Cummings, Harry L. Jr.
(1924 – 2019)
Kirkland architect Harry Lee Cummings, Jr. was born on July 10, 1924 in Conway, Arkansas, but grew up in Iowa. His formal architectural education began in 1942 but it was quickly cut short due to WWII. After serving in the US Air Force (1943-1945) he returned to school in 1946 and graduated with a BA in Architecture from Iowa State College in 1949. Immediately thereafter he continued his education, receiving a Masters in Architecture and Urban Planning from Cranbrook Academy of Art in 1950. Cummings holds the distinction of being one of the only architects in Washington State to hold a degree from this prestigious school. He was one of ten graduate students accepted at Cranbrook to study under the renowned Finnish architect Eliel Saarinen, who passed away in July 1950, just weeks after Harry graduated.
Upon graduation, his first job was working for Michigan architect Alden B. Dow (1950-1954). Longing to have his own firm he decided to move to Seattle and took a job as a draftsman/designer with Paul Thiry (1954-1955). Cumming had known the Pacific Northwest after spending two summer in Montana as a smoke jumper.
After gaining contacts and his Washington State architectural license (1955), Cummings established his own independent practice in Kirkland in 1956. However within a year, Eugene G. Martenson, a recent University of Washington graduate, joined him as a partner and the firm was renamed Cummings & Martenson. Together, the two made a significant impact on the built environment on the Eastside (of Lake Washington) over the next 10+ years (1957-1970).

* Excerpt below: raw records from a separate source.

PR #4303, opened 2024-12-01
Update old "Darwin Core Archives" link

frewsxcv:
The old link now redirects to this link

### DIFF
--- a/config/locales/en.yml
+++ b/config/locales/en.yml
@@ -7491,7 +7491,7 @@ en:
                 rel="nofollow noreferrer noopener"
                 href="http://www.inaturalist.org/observations/gbif-observations-dwca.zip">DarwinCore
                 Archive (DwC-A) for GBIF</a>: this is the <a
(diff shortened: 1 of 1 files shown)


kueda (changes requested):
Thanks for this, @frewsxcv, but this is going to result in existing translations existing translations getting unapproved without notifying translators. Also, of late, translators have been complaining about minor changes to large chunks of text like this, so if you're up to it, I think the ideal solution would be

- [ ] break this into multiple translatable strings that minimize markup, e.g. put the `p`, `ul`, and `li` tags in the react view and focus the translatable strings on the text
- [ ] take URLs out of the translations and pass them in as variables from the react views since they don't need to be localized

If you're not up for that, the second item and renaming the translation key to `other_options2_html` would be ok.

If you're not up for that either, totally fine, but please let us know so we can close.

frewsxcv:
It may take me a few days to get to it, but I think I have capacity to do all you mentioned, yeah. I'll let you know if not

kueda:
@frewsxcv still planning on working on this?

frewsxcv:
I unfortunately have limited capacity right now, so I won't be able to get to this anytime soon. So I'm going to close this. Thanks for taking a look

PR #4307, opened 2024-12-03
#3818 fix broken links containing at sign

### LINKED ISSUE #3818: Link broken with handle in it
**Describe the bug**
I included a link in the description of an observation that included my handle. The link was broken into 3 parts, the domain, my handle and the rest as text.

**To Reproduce**
1. Post link like https://chaos.social/@davidak/110776355400985286 (Mastodon)

**Expected behavior**
Links should stay intact and should be clickable.

**Screenshots**

Screenshot from 2023-07-25 21-37-56

See https://www.inaturalist.org/observations/174912802

**Context**
 - OS: NixOS 22.11.4588.93fddcf640c
 - Browser: Chrome 114.0.5735.198

**Additional context**
Probably also happens in comments and any other text field where handles are turned into clickable links.

jotamayo97:
fix #3818
It's not the best solution, but I think it's acceptable. I would first check in Elasticsearch how many descriptions contain the characters "/@" in cases where it's not part of a link. I can't think of a reason why someone would do that, but I would check just in case..

I would do it myself, but I don't have access to the database (or I don't know how to access it). I appreciate any tips on how to populate my local environment with real data.

### DIFF
--- a/app/webpack/shared/components/user_text.jsx
+++ b/app/webpack/shared/components/user_text.jsx
@@ -80,7 +80,7 @@ const CONFIG = {
 class UserText extends React.Component {
   // Imperfect solution until we can get an API endpoint to check for the existence of these users
   static hyperlinkMentions( text ) {
-    return text.replace( /(\B)@([A-z][\\\w\\\-_]*)/g, "$1<a href=\"/people/$2\">@$2</a>" );
+    return text.replace( /(\B)(?<!\/)@([A-z][\\\w\\\-_]*)/g, "$1<a href=\"/people/$2\">@$2</a>" );
   }
 
   constructor( ) {


pleary:
Thanks! As for populating an environment with "real" data, we don't have good methods for doing that. The [Development Setup Guide](https://github.com/inaturalist/inaturalist/wiki/Development-Setup-Guide) instructs to run `ruby bin/setup` which will load some [generic data](https://github.com/inaturalist/inaturalist/blob/main/bin/setup#L61). There is also a tool designed to [load taxon information](https://github.com/inaturalist/inaturalist/blob/main/tools/development_tools/import_taxon_from_production.rb) form production using the API. Aside from those, we don't have other tooling to help developers load "real" data. This is an area we could definitely spend time on to improve the developer experience

Issue #3620, opened 2023-01-12
Pressing cancel when editing comment on journal post generates whale shark error


tiwane:
See https://forum.inaturalist.org/t/pressing-cancel-when-editing-comment-on-journal-post-generates-whale-shark-error/38357 I can replicate in Firefox. 

1. Post comment on project journal post
2. Click ‘edit’ for comment.
3. Either make some changes, or make none (error occurs regardless)
4. Click cancel
5. Whale shark error appears

PR #4308, opened 2024-12-03
#3620 fix error when cancel edition of comment in projects

jotamayo97:
It seems like a very obvious mistake, but it's my first time working with .haml. I'm concerned it might have implications I’m not aware of, as I don’t fully understand this code tbh.
I've tested it in many scenarios, and it seems to work.


pleary:
Looks good - thanks!

PR #4772, opened 2017-01-17
ISPN-7366 and ISPN-7369: Trace information + PutMapCommand bug fix.

pruivo:
https://issues.jboss.org/browse/ISPN-7366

Notable projects included the Les Connolly House (1958, AIA Home-of-the-Month) in Kirkland; the Rosehill Fire Station No. 3 in Kirkland (with Landscape architect Richard Haag) (1964); the Lakeshore Appliance Co. in Bellevue (1960); the James Fisk House (1966) in Bellevue; the Redmond State Bank; the Eastside YMCA & Teen center in Bellevue (1969); the Administration Building for King County Water District No. 81; several buildings for Kodiak Naval Air Station & Ault Field on Whidbey Island; and the King Co. Forward Thrust Swimming Pool in Enumclaw (1973).
The firm also designed several religious structures including Inglewood Presbyterian Church (1959) in Kirkland; the Kirkland Congregational Church (1963); the First Church of Christ Scientist in Kirkland; and an administration building & educational wing for St. John’s Episcopal Church in Kirkland (1954, 1964).
The firm also gained notoriety by designing several medical and dental clinics in the Kirkland area including Lakeshore Medical Clinic in Kirkland (1965), which was one of six merit awards given by the American Association of Medical Clinics and the AIA for good clinic design; and the Anderson Medical Clinic in Bothell.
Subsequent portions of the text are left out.